Unfortunately, such anxieties about cultural plurality, and the often xenophobic and racist responses which these anxieties generate, also have a very long history. This reveals further parallels between the experiences of the traditional minorities of multicultural Scotland, such as the Gaels, and the experiences of more recent minorities. Several of the latter (e.g. South Asian diasporic groups) are rooted in former British overseas colonies, with colonialism as a significant part of both their historical memory and their recent or contemporary experience of othering in Britain (where colonial thought patterns often survive, e.g. in Orientalist exoticisation, racism etc.). It is now increasingly recognised that colonial ideologies and strategies have also been frequently applied to cultural differences and hegemonies within the British Isles, e.g. in Anglo–Scottish relations or the marginalisation of the ‘Celtic fringes’ (e.g. see Hechter 1975, Murray & Riach 1995, Kiberd 1995, Connolly 1999, Aaron & Williams 2005). Postcolonial Scottish Studies is a growing (though still controversial) research area (e.g. Watson 1998; Stroh 2007, 2009a–c, 2011; Gardiner et al. 2011; Sassi & van Heijnsbergen forthcoming). Such international colonial and postcolonial alignments are of course complicated by the fact that many Scots and Gaels were complicit in overseas imperialism, and that even today xenophobic and racist opinions are probably just as frequent or infrequent among Scots and Gaels as they are among other Britons. Nonetheless, the internally colonial and postcolonial elements in Scottish history merit further consideration—not in terms of simplistic and whining victimology, but as part of a constructive investigation of key aspects of Scottish national history, culture and identity, and of the lingering (and often rather powerful) elements of anti-Gaelicism and anglo-normativity in contemporary public debates about language revival, public spending, education and the media.
It is also worth discussing these issues in relation to other forms of cultural normativity and racism directed at other minorities. In fact, various Gaels have already done so. For instance, when the respected British newspaper The Guardian published a text that claimed that “Gaelic sounds more like somebody chewing a cushion than actual human speech” (Colgan 2003), Gaels who protested against this racist dehumanisation (e.g. on the internet newsgroup “Iomairtean Gàidhlig”) drew explicit comparisons to overseas colonial ideologies and the treatment of contemporary non-white minorities, and at least one protester threatened to take his complaint to the Commission for Racial Equality. There have even been complaints that racism against non-white minorities might be more discredited than racism against (traditionally and still largely) white minorities like the Gaels (e.g. McLeod 2004; BBC 2011).
I will now sketch some issues which should be borne in mind in a more sustained debate about the role of Gaeldom in the multi-ethnic nation. First, I will give a brief historical overview of Gael/Gall1 relations as the most fundamental traditional ethno-cultural split in Scotland since the late Middle Ages.
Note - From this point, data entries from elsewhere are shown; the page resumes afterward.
PR #8152, opened 2023-02-03
tests: camera mock for tests, and less annoying eslint rule

pvinis:
This PR resolves [] 

### Description

I noticed we get this camera errors on tests, so i just added an empty mock for now. Also, while debugging, imports were removed, and we don't like that. The rule will mark the unused imports but it will not "fix" them.

### PR Checklist

### To the reviewers 👀

-

#### iOS user-facing changes

-

-

#### Dev changes

- mocks and eslint rules

</details>

### DIFF
--- a/.eslintrc.js
+++ b/.eslintrc.js
@@ -11,6 +11,7 @@ module.exports = {
     "react-hooks",
     "testing-library",
     "unused-imports",
+    "no-autofix",
   ],
   extends: [
     "eslint:recommended",
@@ -52,7 +53,8 @@ module.exports = {
     "import/no-duplicates": ERR,
     "react/jsx-curly-brace-presence": ERR,
     "react-hooks/rules-of-hooks": ERR,
-    "unused-imports/no-unused-imports": ERR,
+    "unused-imports/no-unused-imports": OFF, // look below
+    "no-autofix/unused-imports/no-unused-imports": ERR,
     /**
      * Warnings
      */
--- a/package.json
+++ b/package.json
@@ -280,6 +280,7 @@
     "eslint-import-resolver-typescript": "3.5.3",
     "eslint-plugin-import": "2.27.5",
     "eslint-plugin-jest": "27.2.1",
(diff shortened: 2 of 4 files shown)


package.json
```diff
@@ -280,6 +280,7 @@
     "eslint-import-resolver-typescript": "3.5.3",
     "eslint-plugin-import": "2.27.5",
     "eslint-plugin-jest": "27.2.1",
+    "eslint-plugin-no-autofix": "1.2.3",
```
gkartalis, line 283: 🔥

src/setupJest.ts
```diff
@@ -92,6 +92,8 @@ jest.mock("@react-native-async-storage/async-storage", () => mockAsyncStorage)
 
 jest.mock("@react-native-community/netinfo", () => mockRNCNetInfo)
 
+jest.mock("react-native-vision-camera", () => {})
```
gkartalis, line 95: omg, was this the thing that was complaining all the time???

gkartalis (approved):

.eslintrc.js
```diff
@@ -52,7 +53,8 @@ module.exports = {
     "import/no-duplicates": ERR,
     "react/jsx-curly-brace-presence": ERR,
     "react-hooks/rules-of-hooks": ERR,
-    "unused-imports/no-unused-imports": ERR,
+    "unused-imports/no-unused-imports": OFF, // look below
+    "no-autofix/unused-imports/no-unused-imports": ERR,
```
damassi, line 57: @pvinis - def disagree strongly with these two additions. It might be an issue with your refactor work (which makes sense since you're literally operating on thousands and thousands of imports), but this kind of thing is only helpful for general product dev. We should file a JIRA ticket and re-enable once done.

src/setupJest.ts
damassi: I tried this a while back and it didn't fix anything 🙁, maybe I didn't add the extra function at the end?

The second part of this essay discusses how this is reflected in literature, combining a wider perspective with a case study of one particular Gaelic short story, Tormod Caimbeul’s “Am Branch Manager agus Sourbutt” (‘The Branch Manager and Sourbutt’), from his collection An naidheachd bhon taigh (‘The news from home‘, 1994).2
Ethnic relations between Gael and Gall: A historical overview
In the early and high Middle Ages, Scotland still seemed quite at ease with its multi-ethnic make-up, including its Gaelic element. Gaelic was spoken at the royal court and by much of the country’s population. Later in the Middle Ages, political and cultural power shifted increasingly to the Scots-speaking world, and Gaeldom began to be marginalised and ‘othered’, although (or even because) it still retained a considerable degree of autonomy. Paradoxically, this ‘Other’ also remained an integral part of Scotland’s sense of self, due to its historical importance and as a marker of Scotland’s cultural difference from England, which in turn could legitimise national autonomy.
The advent of the modern nation state brought the idea that cultural, linguistic and political boundaries should ideally be congruous, and that internal aberrations from the national norm should be assimilated or purged. Between the sixteenth and eighteenth centuries, Scotland saw a drive towards internal homogenisation that treated Gaelic difference as increasingly intolerable. This trend was reinforced when the nation state was no longer Scottish but post-Union British: the homogenising drive caused a wave of (partly enforced, partly voluntary) anglicisation which affected both Lowland Scots and Highland/Gaelic traditions. As the modern state established colonies, ‘Celtic’ and overseas ‘savages’ were often portrayed as similarly ‘backward’ on a universal ladder of human progress, and were subjected to political, economic, religious and linguistic ‘civilising missions’.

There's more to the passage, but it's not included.